First there was the hidden video of Mitt Romney criticizing the 47 percent. Next came the surreptitious recording of Mitch McConnell aides mocking Ashley Judd. And then on the morning of April 25, Mother Jones completed the hat trick, publishing a secret video of GOP consultant Frank Luntz calling Rush Limbaugh “really problematic” for the Republican party.
How did Mother Jones position itself as the go-to destination for secretive political recordings?
“We bought an ad in the Super Bowl asking people to send us their tapes,” says Washington Bureau Chief David Corn. “Just joking. My hunch is that this is the sort of thing that becomes self-reinforcing. The more we do this, the more it becomes seen as one of the many things that Mother Jones does.”
The web site for Mother Jones, like a lot of news sites these days, has an area soliciting tips from would-be sources. “Got a scoop?” it reads. “Send our team of investigative reporters a note.”
The 47 percent video did not come through the tip box. (You can read the full back story here).
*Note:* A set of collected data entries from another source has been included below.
PR #4972, opened 2026-08-18
feat(approval): P1-C — shipped timeout + threshold frontend compatibility

zensgit:
## What

Implements P1-C from `docs/development/approval-parity-master-design-lock-20260817.md` — shipped
`timeout` (T1-1) + `threshold` (T2-4 N-of-M / 门槛会签) frontend compatibility.

Both engine capabilities existed and were already emitted/preserved by the backend
(`ApprovalGraphExecutor.ts`, `ApprovalProductService.ts`, `ApprovalSlaScheduler.ts`) but were
FE-unexposed: the authoring allowlists (linear + complex) did not recognize `approvalThreshold` /
`timeout` as valid config keys, so ANY template carrying either was forced fully read-only
(I12/I13). This was never an actual flatten risk — backend `normalizeApprovalGraph` always
re-emits both keys verbatim for every approval node regardless of graph topology.

CORRECTION (post-review, adversarial gate P3-2): the previous wording here said "two stale FE
comments incorrectly claimed the backend 'silently drops' them; both are corrected in this PR" —
imprecise. Only ONE comment (`templateAuthoring.ts`, implementation) made that specific "silently
drops" claim, and it also carried a stale line-number anchor. A second comment was also updated in
this PR (`approval-template-authoring-graph-preserve.test.ts`, a TEST comment) but it said `timeout`
was "outside the editor allowlist" — true at the time, and never a backend-drop claim. Both edits
are accurate; this description's original characterization of the second one was not.

## Engine

**No engine change.** `packages/core-backend` is untouched (`git diff --stat` shows zero files under
`packages/`). Verified: `pnpm --filter @metasheet/core-backend build` (tsc) is clean.

## Linear-only constraint (verified against current main)

Both capabilities share the SAME region definition: an approval node is rejected only when it lies
**inside a parallel gateway's branch** (between a `parallel` node's branch edge and its
`joinNodeKey`, join excluded) — not "inside any complex graph," not "inside a condition branch."

- Threshold: `ApprovalProductService.ts` `APPROVAL_THRESHOLD_IN_PARALLEL` (:2706-2712 nested-parallel
  branch walk, :2757-2763 all-branch walk).
- Timeout: `APPROVAL_NODE_TIMEOUT_PARALLEL_UNSUPPORTED`, gated by the shared
  `collectParallelRegionNodeKeys` primitive (:1677-1703).

The FE reuses the **existing** `collectParallelRegionNodeKeys` port in `graphTopologyEdit.ts`
(already shipped for the canvas's nested-parallel authoring guard) rather than duplicating it — one
definition serves both the canvas guard and this slice's gate.

- Linear graphs are **never** inside a parallel region by construction (`orderedLinearNodes` admits
  no `parallel` node), so the linear editor offers threshold/timeout unconditionally — the
  constraint is satisfied structurally, not by a runtime check.
- The complex-graph editor (`ApprovalGraphNodeConfigEditor.vue`) disables the threshold mode option
  and the timeout-enable checkbox per-node when `approvalNodeInParallelRegion(nodeKey)` is true, and
  `setApprovalNodeMode`/`setApprovalNodeTimeoutEnabled` refuse the mutation even if a caller bypassed
  the disabled UI (defense-in-depth, mirroring P1-B's remove-card guard pattern).
- `validateApprovalNodeEdits`/`validateTemplateApprovalFlow` re-check the same region for a
  programmatic edit, with a POSITIVE CONTROL proving the identical config is accepted on a sibling
  node just outside the region.

## Timeout effect enum — do not invent

`NodeTimeoutEffect` has 5 declared members (`remind | transfer | jump | auto_approve | auto_reject`)
but `ApprovalProductService.ts`'s `NODE_TIMEOUT_SUPPORTED_EFFECTS` (and the actual
`ApprovalSlaScheduler.fireNodeTimeouts` switch) only wire `remind | transfer | jump`. Every picker in
this PR (linear step editor, complex node editor) offers exactly that 3-member set — never
`auto_approve`/`auto_reject` — and the `approval-node-threshold-timeout-config.spec.ts` mount spec
asserts the rendered `<option>` list against `NODE_TIMEOUT_SUPPORTED_EFFECTS` behaviorally, not a
hand-copied literal.

## What changed

- `apps/web/src/types/approval.ts` — widened `ApprovalMode` to include `'threshold'`; added
  `NodeTimeoutEffect` / `NODE_TIMEOUT_SUPPORTED_EFFECTS` / `NODE_TIMEOUT_MAX_AFTER_MINUTES` /
  `NodeTimeoutConfig`; added `approvalThreshold?` / `timeout?` to `ApprovalNodeConfig`.
- `apps/web/src/approvals/templateAuthoring.ts` — both authoring allowlists gain the two keys plus
  matching nested-shape checks (`timeoutConfigHasBackendDrop` mirrors backend `normalizeNodeTimeout`
  SHAPE, not the separate `validateNodeTimeoutConfigs` VALUE gate — the two disagree on `unit`);
  `stepDraftFromApprovalNode`/`buildStepConfig` hydrate/emit threshold + timeout for the linear path
  (mode-switch-away drops the orphaned `approvalThreshold` key); a stable-`localId`-based jump-target
  resolver survives step reorder; `validateTemplateApprovalFlow` gets the integer-only threshold
  check + timeout shape/target validation (deliberately does NOT invent a static N≤M publish bound —
  the backend's bound is scoped to the legacy `assigneeType`/`assigneeIds` shape this editor never
  emits); corrected the stale "backend silently drops" comment.
- `apps/web/src/approvals/approvalNodeEdit.ts` — `ApprovalNodeSourceEdit` gains editable
  `approvalThreshold?` / `timeout?` (not just preserved); `validateApprovalNodeEdits` gains an
  optional `parallelRegionNodeKeys` param for the linear-only gate.
- `apps/web/src/approvals/nodeConfigEditorContext.ts` /
  `apps/web/src/approvals/components/ApprovalGraphNodeConfigEditor.vue` /
  `apps/web/src/views/approval/TemplateAuthoringView.vue` — typed N-of-M control on the mode picker
  and typed duration/effect/target/unit timeout controls, in both the linear step editor and the
  complex node editor.
- `apps/web/src/views/approval/TemplateDetailView.vue` — `Record<ApprovalMode,string>` exhaustiveness
  (vue-tsc caught this ripple from widening `ApprovalMode`) + a business-label-only timeout indicator
  tag (never the raw effect enum).
- Two pre-existing tests updated (not weakened): `approval-template-authoring-graph-preserve.test.ts`
  swapped its "still-unsupported linear key" example from `timeout` (now supported) to
  `signaturePolicy` (still explicitly deferred per the master lock); a canvas-inspector spec's
  hand-built API stub gained the new required fields it was missing (the mount was throwing
  `approvalNodeTimeout is not a function` until this fix).
- Two new spec files + CI collection (both path-filter blocks in
  `.github/workflows/approval-web-guard.yml`, the two `npx vitest run` invocations in that workflow,
  and `apps/web/scripts/run-required-web-tests.sh`'s final line — each new token verified to match
  exactly one file).
- `.github/workflows/approval-web-guard.yml` — also repairs a zero-indented `run:` key
  (commit `b5f5c38c57`) that made the file's second vitest step an orphan top-level YAML key on
  `origin/main` (`yaml.safe_load` on `main@e1dd97bfd4` returns top-level keys
  `['name', True, 'jobs', 'run']`; GitHub's own run diagnosis on that commit reads "This run likely
  failed because of a workflow file issue"). This breakage was introduced by #4957
  (`0cbae291bc`), NOT by this PR — flagged separately below since `approval-web-guard` is not
  currently in `main`'s required-check set, so it was silently broken for every approval-FE PR
  merged since #4957 without blocking anything.

## Tests

- `approval-template-authoring-threshold-timeout-compat.test.ts` (48 cases after the fix-round below;
  originally 36, pure logic): no-flatten for both allowlists with positive controls (genuinely-unknown
  key, out-of-union mode, mode/threshold-value mismatch, malformed timeout shape — see the fix-round
  note below for when the malformed-timeout/invalid-N controls became genuinely LINEAR-side, not just
  COMPLEX-side); linear + complex round-trip (N=2, mode-switch-away cleanup, timeout
  duration+effect+transfer-target+jump-target-through-reorder); linear-only fail-closed + POSITIVE
  CONTROL against a real constructed parallel-region fixture; M6 dynamic-M honesty (no invented static
  bound).
- `approval-node-threshold-timeout-config.spec.ts` (10 cases, mounted
  `ApprovalGraphNodeConfigEditor.vue`): M7 every new control wired (not inert) — mode/threshold/
  enable-checkbox/afterMinutes/effect/transfer-target/jump-target/unit all provably change edit
  state through their setter; the effect option set assertion is the M6/M8 behavioral positive
  control.
- Mutation probe (manual, per house rules): reverted both allowlist additions, confirmed exactly the
  6 no-flatten assertions went red while every round-trip/validation/linear-only test stayed green,
  then restored `templateAuthoring.ts` byte-identical (sha256-verified).
- `pnpm --filter @metasheet/core-backend build` (tsc): clean.
- `npx vue-tsc -b --noEmit` (apps/web): clean.
- `packages/core-backend/tests/unit/source-files-no-raw-control-bytes.test.ts`: passes (no raw
  control bytes introduced).
- Full approval suite re-run after the P1-C changes (17 files / 416 tests) + all new files: green.

## Post-open notes (added after review)

- **Jump-target resolver invariant, verified not just asserted**: `draftFromTemplate`'s second pass
  pairs `orderedApprovalNodes[i]` with `steps[i]` by index, relying on `stepDraftFromApprovalNode`
  returning non-null for every `approval`-type node. Checked directly: the function has exactly ONE
  `return null` path (`if (node.type !== 'approval') return null`, templateAuthoring.ts:562) — no
  other early return exists in its body. So for every node the caller filters to `type === 'approval'`,
  the function is guaranteed non-null and the index pairing is sound. This is a static single-branch
  fact, not a trust-the-comment claim.
- **`unit:'wall_clock'` vs `effect:'auto_approve'` — asymmetric handling, both unreachable in real
  data, deliberate**: a persisted `timeout.unit:'wall_clock'` forces the WHOLE template read-only
  (`timeoutConfigHasBackendDrop` — normalize never emits that literal, only omits the key), while a
  persisted `timeout.effect:'auto_approve'` stays editable (it's within the full declared
  `NodeTimeoutEffect` enum) but blocks SAVE until the author picks a different effect
  (`validateTemplateApprovalFlow` rejects `timeoutEffect === ''`, and the picker only offers the wired
  3). Both shapes never occur in real persisted data (normalize's emit-only-`business`-or-absent
  discipline for `unit`; publish's `APPROVAL_NODE_TIMEOUT_EFFECT_UNSUPPORTED` for `auto_approve`/
  `auto_reject`) — the difference in FE handling is not a live behavioral gap, just two different
  defensive postures against two different-shaped impossible inputs, called out here so it isn't
  mistaken for an inconsistency.
- **Post-open rebase**: rebased onto `f2ed020d1b` (#4970, CI `merge_group` triggers — 1 shared file,
  `approval-web-guard.yml`, no line overlap with this PR's hunks) after this PR was first opened;
  P1-C's feat commit was replayed at `e8bffa99aa` (patch content identical, diffed to confirm — only
  line numbers/blob hashes shifted). Re-pinned the execution-ledger row's SHA to match.

## Fix-round (adversarial gate, 2026-08-18 — 0 P1 / 3 P2 / 2 P3 / 2 NIT)

An independent adversarial review found no live-fire correctness or security defect (the core
no-flatten + round-trip properties held under mutation), but flagged 3 P2s, 2 P3s, and 2 NITs.
Closed in this round, each mutation-proven (a production-line neutered, the new/updated test
verified to redden, then the file restored byte-identical):

- **P2-1 (jump-target dangling reference)**: the complex-graph editor's `timeout.jumpToNodeKey`
  preview did not check the target NODE EXISTS or is an `approval`-type node — an edit sequence
  that deletes the jump target (the shipped `removeLinearNode` delete affordance on a
  single-in/single-out approval node) could pass FE validation with a dangling key, surfacing as a
  raw backend 400 instead of the linear editor's existing inline error. Fixed: `validateApprovalNodeEdits`
  gains an `approvalNodeKeys?: Set<string>` param (mirrors the existing `parallelRegionNodeKeys`
  pattern), supplied from `draft.preservedGraph` in `validateTemplateApprovalFlow`; a single
  membership test covers both "doesn't exist" and "exists but isn't approval-typed" (same one
  message the linear editor already uses, since its own candidates are always approval steps).
  Added: two direct negative tests, a positive control, an omitted-param backward-compat test, and
  an end-to-end reproduction of the original gate's exact constructed failure (delete-then-validate)
  now passing.
- **P2-2 (five load-bearing-guard claims, unproven under exclusive neutering)**: the two
  parallel-region SETTER guards (`setApprovalNodeMode`/`setApprovalNodeTimeoutEnabled`,
  `TemplateAuthoringView.vue`) carried code comments claiming to be "the actual/real enforcement
  point" — exclusive neutering showed the full suite stayed green, because the real enforcement for
  SAVE is `validateApprovalNodeEdits`'s region check, not these setters. The comments are corrected
  (defense-in-depth for a caller that bypasses the render-layer `:disabled`, not the invariant's
  actual floor) and BOTH setters now have a discriminating mounted test (the real
  `TemplateAuthoringView.vue`, not the hand-built stub used by the existing M7 spec) proving the
  guard itself blocks a forced-past-disabled DOM event. The three LINEAR-branch no-flatten cases
  that previously had ONLY complex-side coverage (malformed timeout shape, invalid/absent threshold
  N, and the `isPlainRecord` sub-check specifically — the last needed an array-shaped fixture, since
  a bare string/number timeout is independently caught by a different sub-check regardless of
  `isPlainRecord`) now have LINEAR positive controls too. Also closed in the same pass: the timeout
  setters had no `nodeType` check and neither did the FE preview — `validateApprovalNodeEdits` now
  rejects `timeout`/`approvalThreshold` on a handler edit (mirrors backend
  `APPROVAL_HANDLER_CONFIG_INVALID`, ApprovalProductService.ts :2449), with a negative test. No
  current producer reaches this (render gate + setters are approval-node-only in practice today), so
  this is defense-in-depth, not a live-fire fix.
- **P2-3 (RESOLVED — lock text executed; retracts this bullet's prior "owner decision needed"
  framing)**: RETRACTION (governance adjudication, 2026-08-18): the prior round framed this as an
  open choice between (a) deleting the fallback or (b) amending the lock text to accept the widened-
  but-retained substitute. That framing was wrong. The master lock is RATIFIED — its verbatim text
  IS the recorded decision, so the substitute (keep-but-widen) was the deviation that needed
  ratification, not the other way around. Nothing amended the lock text, so there was nothing to
  adjudicate; the correct action was to execute the lock as written. Resolution: the master lock's
  §P1-C says, verbatim: *"Before lifting the read-only gate, this slice must delete that latent
  flatten branch and correct the stale frontend comments that claim the backend silently drops these
  keys."* The `: 'single'` fallback in `templateAuthoring.ts`'s linear-hydration ternary
  (`stepDraftFromApprovalNode`) is now DELETED. The lock's text does not itself name a replacement
  failure mode, so the fail-closed choice consistent with the existing tested guard was implemented:
  `unsupportedTemplateAuthoringReason` (the SEPARATE check right below in the same file) is now the
  SINGLE door for a defined-but-out-of-union `approvalMode` — it already forces the whole template
  read-only and blocks `persistDraft`. Hydration itself no longer re-decides that question: a defined
  `approvalMode` is preserved VERBATIM (no substitution to `'single'`); only a genuinely ABSENT key
  still takes the documented single-approver default. Both stale comments this clause also names are
  corrected again to describe the new (no-coercion) behavior. Tests added to
  `approval-template-authoring-threshold-timeout-compat.test.ts`: a negative proving an out-of-union
  `approvalMode` is preserved verbatim (not coerced) with an exact positive equality (not a
  `.not.toBe('single')`, per house doctrine that notEqual assertions can't distinguish "preserved"
  from "failed some other way"), and a positive control that all four legitimate modes plus the
  ABSENT-key default still hydrate correctly. Mutation-proven: restoring the old `: 'single'`
  fallback (cp-backup + sha256-verified restore, not `git checkout --`) reds exactly the new negative
  test; the positive control and the rest of the 50-test file stay green.
- **P3-1 / P3-2**: see the corrected wording above (approval-web-guard.yml credit; the "two stale
  comments" precision).
- **NIT**: the linear step editor's N-of-M `el-input-number` now coerces a `null` clear-value to `1`
  (`value ?? 1`), matching the complex editor's existing `setApprovalNodeThreshold` coercion — was
  previously fail-closed (a validation error) rather than aligned UX, not a correctness bug. A
  backend-citation line number was off by 4 (`:2260` → `:2256` for `case 'approval':`); corrected.

Verification for the FIRST fix round (head `6c2d61c419`): `npx vue-tsc -b --noEmit` (apps/web)
clean throughout (pre- and post-rebase); `pnpm --filter @metasheet/core-backend build` (tsc) clean;
the 6-file approval set this round touches was 240 tests green pre-rebase, re-confirmed as 5 files /
130 tests green post-rebase (the 6th file, `approval-handler-node-authoring.spec.ts`, folded into
that final count since it's a pre-existing file rather than a new one this round wired into CI).
`run-required-web-tests.sh` re-run in full on Node 20: every approval-suite test in it passed; the
run's other failures were confined to three unrelated multitable spec files this PR does not touch
(`multitable-automation-manager`, `multitable-automation-rule-editor`, `multitable-scoped-
permissions`). Only one of those three (`multitable-automation-rule-editor.spec.ts`) was
individually re-run against this PR's PRE-fix-round head to check for a pre-existing cause — it
failed there too, but with a DIFFERENT subset of tests each time (37 / 10 / 8 failures across three
separate runs of overlapping scope) — a nondeterministic-flake signature, not a deterministic
regression tied to a specific change. The other two files were not individually baseline-checked;
this PR's diff touches none of their files or sources, which is the basis for treating them the
same way, not a measurement.

Verification for the SECOND fix round / P2-3 lock-text execution (head `a1bea10939`, rebased onto
`origin/main` @ `385a433821`): `npx vue-tsc -b` clean; `approval-template-authoring-threshold-
timeout-compat.test.ts` + `approvalTemplateAuthoring.spec.ts` = 160/160 green on Node 20.20.2 (the
P1-C pure-logic spec plus the mounted TemplateAuthoringView spec that exercises `draftFromTemplate`
in a real DOM mount). `run-required-web-tests.sh` re-run in full on Node 20.20.2: 4664/4691 passed,
27 failures across 9 files, 4 of them approval-suite (`approval-center.spec.ts`, `approval-center-
master-detail.spec.ts`, `approval-e2e-lifecycle.spec.ts`, `approval-e2e-permissions.spec.ts`) and 5
multitable (`multitable-automation-manager`, `multitable-automation-rule-editor`, `multitable-
workbench-1672-1673`, `multitable-workbench-permission-wiring`, `multitable-workbench-history-
field-scope-wiring`). This round measured the baseline claim the prior round could only assert:
mechanical grep confirms none of the 9 failing files imports `templateAuthoring` (this PR's diff
cannot reach them), and the SAME failure signatures (5000ms test timeouts; `expected null to be
truthy` DOM-query misses) reproduce against the committed pre-this-round baseline with this round's
two-file diff stashed out (`git stash` on `templateAuthoring.ts` + its spec, not `git checkout --`)
— 8 failures on that baseline run vs. 27 / 13 in two runs of this round's head, the failing subset
varying run-to-run across overlapping scope each time. That is the nondeterministic-flake signature
this PR's other verification sections already document for a different file set, now directly
measured for this round's own diff rather than inferred from "the diff doesn't touch these files."

## Rebase onto main (K3 §prior_node_approver + L8-A explanation, 2026-08-18, head `d692e1d5fe`)

`origin/main` landed K3 (#4973, `prior_node_approver` assignee kind) and L8-A (#4974, `explanation`
field type) after this PR's prior head. Rebased onto current `main`; 4 files conflicted
(`types/approval.ts`, `approvalNodeEdit.ts`, `templateAuthoring.ts` ×4 blocks,
`run-required-web-tests.sh`), all resolved as semantic unions — both slices' capabilities fully
survive, neither is a subset of the other:

- `types/approval.ts` / `approvalNodeEdit.ts` / `run-required-web-tests.sh`: mechanical union (kept
  every type union member, every import, every token/doc-comment block from both sides).
- `templateAuthoring.ts` hydrate arm: kept K3's `priorStepLocalId: ''` field alongside this PR's
  no-coercion `approvalMode`/`approvalThreshold` (the P2-3 fix above, not the pre-P2-3 `'single'`
  fallback K3's version of this line predates).
- `templateAuthoring.ts` `buildStepConfig`: K3's version took `allSteps` (to emit a referenced step's
  CURRENT positional key for `prior_node_approver`, enforcing a STRICTLY-EARLIER ordering
  constraint); this PR's version took `stepLocalIdToNodeKey` (an unordered localId→nodeKey map, for
  the timeout jump target). Evaluated collapsing to one map and rejected it on a semantic ground, not
  merely scope caution: `stepLocalIdToNodeKey` carries no ordering information, so expressing K3's
  `referencedIndex < stepIndex` check through it would mean re-deriving position by parsing the index
  back out of the formatted `approval_N` key string — strictly worse than what existed. Both
  parameters are threaded through instead (`buildStepConfig(step, fieldIds, allSteps,
  stepLocalIdToNodeKey)`); `sourceFromStep`'s existing exported signature (also called directly by
  `linearStepSpine.ts`, outside this conflict) is untouched.
- `templateAuthoring.ts` validation: K3's strictly-earlier `prior_node_approver` PREVIEW check and
  this PR's threshold (T2-4) + timeout (T1-1) PREVIEW checks now sit as adjacent sibling `if` blocks
  in the same per-step loop; both fire independently.

Verified at `d692e1d5fe143649a8aa4304b30b847f8b637de8`: `vue-tsc -b` clean; K3's FE suites
(`approval-assignee-source.test.ts`, `approval-handler-node-authoring.spec.ts`,
`approval-template-authoring-approval-node-edit.test.ts`,
`approval-template-authoring-canvas-inspector.spec.ts`,
`approval-template-authoring-parallel-edit.test.ts`, `approvalTemplateAuthoring.spec.ts`) run
together with this PR's suites (`approval-template-authoring-threshold-timeout-compat.test.ts`,
`approval-node-threshold-timeout-config.spec.ts`,
`approval-template-authoring-linear-step-spine`) = 358/358 green, Node 20.20.2. `run-required-
web-tests.sh` re-run in full on Node 20.20.2: **4708/4708 green, 0 failures** — a materially
different (better) result than the pre-rebase head's 27-failure nondeterministic-flake run
documented above; this run retires that flake discussion for the current head rather than extending
it. The P2-3 mutation was re-proven post-rebase on the merged file: restoring the old `: 'single'`
fallback (cp-backup + sha256-verified restore, not `git checkout --`) reds exactly 1/50 — the same
negative as before — with the other 49 (including the new K3-merged hydrate/build path) staying
green. K3's `prior_node_approver` strictly-earlier gate was spot-checked directly against the merged
code (3 constructed cases, not committed as new test files — verification only): a valid earlier
reference round-trips clean (byte-correct `nodeKey` through the unified `buildStepConfig` call); a
self-reference and a reference to a later step both fire K3's PREVIEW error
(`需要引用一个位于其之前的审批步骤作为节点审批人`) and both make `sourceFromStep` independently emit
`nodeKey: ''` (the build-time mirror of the same rule). Also confirmed directly: the two
`orderedApprovalNodes` post-passes in `draftFromTemplate` (K3's `priorStepLocalId` resolution and
this PR's `timeoutJumpToStepLocalId` resolution) both still rely on the SAME approval-node↔step 1:1
invariant, and `stepDraftFromApprovalNode` still has exactly one `return null` site
(`node.type !== 'approval'`) post-merge, so that invariant holds; `createEmptyStepDraft` carries
every field of the merged `ApprovalStepDraft` shape (K3's `priorStepLocalId` + this PR's five
`timeout*` fields + `approvalThreshold`). `plugin-tests.yml` untouched (0-diff vs. `origin/main`); no
control bytes; no closing keywords in either new commit message.

## Deferred (out of this slice's explicit scope)

- `ApprovalDetailView.vue`'s runtime "会签完成/或签完成" completion badges do not yet have a
  `threshold` arm (the backend's `aggregateComplete` resolution-record metadata carries
  `approvalMode`/`aggregateComplete` uniformly for every mode, so the shape supports it) — this is
  the RUNTIME instance-history surface, not "node config" authoring, and is out of this PR's stated
  scope; flagged for a follow-up P5/member-experience slice.
- `signaturePolicy` stays read-only pending its own owner-ratified slice (unchanged by this PR,
  explicitly pinned by a positive-control test).
- No real-DB workflow added — every test in this slice is pure FE logic/mount; no backend/DB-adjacent
  behavior changed (T2-4/T1-1 engine behavior is pre-existing and covered by existing backend suites).


zensgit:
Incidental fix included in this PR: `.github/workflows/approval-web-guard.yml` had a zero-indented `run:` key (a stray top-level mapping key GitHub Actions' schema rejects), introduced by #4957 a few hours before this branch started — confirmed via `git blame` and by checking the workflow's push-triggered run history on `main` itself (every push since that commit failed to parse at 0s, scheduling zero jobs). This silently disabled the whole guard for every approval PR merged since. Fixed with a one-line indentation correction (verified via YAML round-trip: job/step structure and command content unchanged) so this PR's own new CI-collection tokens — and every other token already in that file — can actually run. Unrelated to the P1-C scope; flagging for visibility in case a separate/backdated fix is preferred instead.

But its publication, says Corn, has since resulted in a slew of new material coming through the web site. “In the last few months there’s certainly been an uptick in the emails to the Scoop Box,” says Corn. “That brings in a steady stream. Several of which have been tapes.”
Many of the submitted tapes have been unusable. “There have been a couple tapes, or recording type stories, that people have contacted us about that I haven’t been able to turn into stories,” says Corn. “That’s either because I couldn’t fully attain access to the video or I couldn’t confirm what it was suspected to be.”
This week’s video—in which GOP consultant Frank Luntz explains to a group of University of Pennsylvania students his theory on how talk radio powerbrokers Rush Limbaugh and Mark Levin are hurting the Republican party—first came to Mother Jones’ attention through the web site. The tip came from Aakash Abbi, an undergraduate, who recorded Luntz’s off-the-record remarks on his iPhone. Why did Abbi reach out to Mother Jones?
Reached via Facebook, Abbi explains that he is not a Mother Jones subscriber. He first heard of the publication because of the 47 percent video. According to Abbi, after he recorded Luntz, he reached out to a number of news organizations, including ThinkProgress. “Mother Jones was honestly just one of the first organizations to come to mind, admittedly because of their breaking of Mitt Romney’s 47% video,” Abbi says.
Mother Jones was the first to respond. “We monitor the Scoop Box rather assiduously,” says Corn. “I quickly sent him a note back, and said, ‘what do you have?’ We worked it out from there.”
Mother Jones is a nonprofit news organization supported by subscriptions, advertising, and donations. Recently some observers have questioned the inflated news value of the secret-tape genre. “I just wonder if the ‘secrecy’ sauce, like the over-use of anonymity in D.C. politics stories, leads people to overrate certain information,” David Weigel writes in Slate.
Corn says the tapes are good for business. “The more traffic you get, the more recognition you get, the more tips you get, the more mentions in the media you get, the more satisfaction people who support the magazine get, the more donations you get, the more reporters you can hire,” he says. “In days gone by, only a couple of media outlets would be able to use material like this and be able to present a story in this fashion. What we showed with the 47 percent tape is that we can make that story go as big as anybody. It’s hard to imagine that story being any bigger if The Washington Post, or the New York Times or CBS News has broken that story first. We’ve demonstrated that we’re open to this and we can do a good job.”